PR #5873, opened 2026-06-11
impl(bigquery): add query errors

alvarowolfx:
Towards #5844

### DIFF
--- a/src/bigquery/src/error.rs
+++ b/src/bigquery/src/error.rs
@@ -1,0 +1,88 @@
+// Copyright 2026 Google LLC
+//
+// Licensed under the Apache License, Version 2.0 (the "License");
+// you may not use this file except in compliance with the License.
+// You may obtain a copy of the License at
+//
+//     https://www.apache.org/licenses/LICENSE-2.0
+//
+// Unless required by applicable law or agreed to in writing, software
+// distributed under the License is distributed on an "AS IS" BASIS,
+// WITHOUT WARRANTIES OR CONDITIONS OF ANY KIND, either express or implied.
+// See the License for the specific language governing permissions and
+// limitations under the License.
+
+//! Custom errors for the Cloud BigQuery query client.
+
+use google_cloud_bigquery_v2::model::ErrorProto;
+use google_cloud_gax::error::Error;
+
+/// Errors that can occur during query configuration, execution, or polling.
+#[derive(thiserror::Error, Debug)]
+#[non_exhaustive]
+pub enum QueryError {
+    /// The project ID was not provided or could not be determined.
+    #[error("no project ID was provided")]
+    MissingProjectId,
+
+    /// Only query jobs are supported by this client.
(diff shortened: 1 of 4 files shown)


alvarowolfx:
Split from https://github.com/googleapis/google-cloud-rust/pull/5870

src/bigquery/src/error.rs
```diff
@@ -0,0 +1,88 @@
...
+#[derive(thiserror::Error, Debug)]
+#[non_exhaustive]
+pub enum QueryError {
+    /// The project ID was not provided or could not be determined.
+    #[error("no project ID was provided")]
+    MissingProjectId,
+
+    /// Only query jobs are supported by this client.
+    #[error("only query jobs are supported")]
+    UnsupportedJobType,
```
dbolduc, line 30: Q: is this for the `attach_job` path?

The `query` path can only be a query job, right?

src/bigquery/src/error.rs
```diff
@@ -0,0 +1,88 @@
...
+    #[test]
+    fn test_job_failed_display() {
+        let err = QueryError::JobFailed {
+            reason: "invalidQuery".to_string(),
+            message: "Syntax error: Unexpected end of input".to_string(),
+            errors: vec![
+                ErrorProto::new()
+                    .set_reason("invalidQuery")
+                    .set_message("Syntax error: Unexpected end of input"),
+            ],
```
dbolduc: Q: are we extracting one of the reason / messages from the `ErrorProto`s?

Just curious why this stuff is duplicated

src/bigquery/src/error.rs
```diff
@@ -0,0 +1,88 @@
...
+        assert_eq!(
+            err.to_string(),
+            "query job failed: invalidQuery - Syntax error: Unexpected end of input"
+        );
+    }
+
+    #[test]
+    fn test_rpc_display() {
+        let status = google_cloud_gax::error::rpc::Status::default()
+            .set_code(google_cloud_gax::error::rpc::Code::InvalidArgument)
```
dbolduc: unimportant style nit: I like to `use google_cloud_gax::error::rpc::{Code, Status};` even though it is gonna add a line of code.

dbolduc (approved):

src/bigquery/src/error.rs
alvarowolfx: Yes, `attach_job` is only path now that would trigger that. But previous I was using InsertJobRequest and customers could pass a non-query job.

src/bigquery/src/error.rs
alvarowolfx: good point, I was making it easier to just see the primary reason on the JobFailed debug msg (`#[error("query job failed: {reason} - {message}")]`. Not sure what is the best way to debug a vec in the macro.

But customers can just do `.first()` themselves, so might be better to just have the `errors` vec.

PR #5885, opened 2026-06-15
test(o11y): add GAPIC LRO tracing success integration test

haphungw:
Initialize LRO tracing integration test suite and add the first test case verifying standard GAPIC LRO success paths.

### DIFF
--- a/tests/o11y/src/lro_tracing.rs
+++ b/tests/o11y/src/lro_tracing.rs
@@ -50,51 +50,26 @@ pub async fn lro_tracing_testlayer() -> anyhow::Result<()> {
     Ok(())
 }
 
-/// Helper to assert attributes on the T2 "LRO Wait" span.
-fn assert_lro_wait_span(
-    span: &CapturedSpan,
-    expected_method: &str,
-    expected_destination_id: Option<&str>,
-    expected_status: Option<&str>,
-    expected_description_contains: Option<&str>,
-) {
-    assert_eq!(
-        span.attributes.get("otel.name").and_then(|v| v.as_string()),
-        Some(expected_method.to_string())
-    );
-    assert_eq!(
-        span.attributes
-            .get("gcp.rpc.method")
-            .and_then(|v| v.as_string()),
-        Some(expected_method.to_string())
-    );
-    if let Some(dest_id) = expected_destination_id {
-        assert_eq!(
-            span.attributes
-                .get("gcp.resource.destination.id")
-                .and_then(|v| v.as_string()),
-            Some(dest_id.to_string())
-        );
-    }
-    assert_eq!(
-        span.attributes
-            .get("otel.status_code")
-            .and_then(|v| v.as_string()),
-        expected_status.map(|s| s.to_string())
-    );
-    if let Some(desc) = expected_description_contains {
-        let actual_desc = span
-            .attributes
-            .get("otel.status_description")
-            .and_then(|v| v.as_string())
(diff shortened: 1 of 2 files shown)


tests/o11y/src/lro_tracing.rs
```diff
@@ -0,0 +1,265 @@
...
+
+    // Run the successful LRO polling path test.
+    test_lro_success(&guard, &server, client.clone()).await?;
+    server.verify_and_clear();
+
+    Ok(())
+}
+
+/// Helper to assert attributes on the T2 "LRO Wait" span.
+fn assert_lro_wait_span(
```
dbolduc: nit: using a helper function to assert will hide the line numbers of failures.

You could add `#[track_caller]`, to know which line number called into this. But then you probably want to add a description to each of the assertions so you know which one failed.

https://rustc-dev-guide.rust-lang.org/backend/implicit-caller-location.html

tests/o11y/src/lro_tracing.rs
```diff
@@ -0,0 +1,265 @@
...
+        Some(&AttributeValue::UInt64(expected_poll_attempt))
+    );
+    if let Some(dest_id) = expected_destination_id {
+        assert_eq!(
+            span.attributes
+                .get("gcp.resource.destination.id")
+                .and_then(|v| v.as_string()),
+            Some(dest_id.to_string())
+        );
+    }
```
dbolduc: why not like:

```rs
        assert_eq!(
            span.attributes
                .get("gcp.resource.destination.id")
                .and_then(|v| v.as_string()).as_deref(),
            expected_destination_id);
```

tests/o11y/src/lro_tracing.rs
dbolduc: I don't think this thing is very helpful. The optional parameters are a code smell that we are trying too hard to unify things.

You could have like a:

```rs
fn get_string(span: &CapturedSpan, attribute: &'static str) -> Option<String> {
  span.attributes.get(attribute).and_then(|v| v.as_string())
}
```

and then just write these in line:

```rs
 assert_eq!(
        get_string(span, "otel.name").as_deref(),
        Some("google_cloud_showcase_v1beta1::client::Echo::wait::until_done")
    );
```

tests/o11y/src/lro_tracing.rs
```diff
@@ -0,0 +1,265 @@
...
+    // GetOperation attempt 1
+    assert_get_operation_span(
+        get_op_spans[0],
+        1,
+        Some("operations/wait-1"),
+        Some(false),
+        None,
+        "UNSET",
+        None,
+    );
```
dbolduc, line 173: it's hard for someone looking at the code to know what any of these parameters mean.

tests/o11y/src/lro_tracing.rs
haphungw: thanks for the suggestion, i did not consider this. changed the assertions to in-line.

tests/o11y/src/lro_tracing.rs
haphungw: done. i added an `attribute_str` helper to make it cleaner.

tests/o11y/src/lro_tracing.rs
haphungw: fixed as now the assertions are written in-line.

dbolduc (approved):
====
▶ _Problem statement_: List all lines above in which the string "JobFailed" appears.

▶ _Answer to this problem_:
+        let err = QueryError::JobFailed {
alvarowolfx: good point, I was making it easier to just see the primary reason on the JobFailed debug msg (`#[error("query job failed: {reason} - {message}")]`. Not sure what is the best way to debug a vec in the macro.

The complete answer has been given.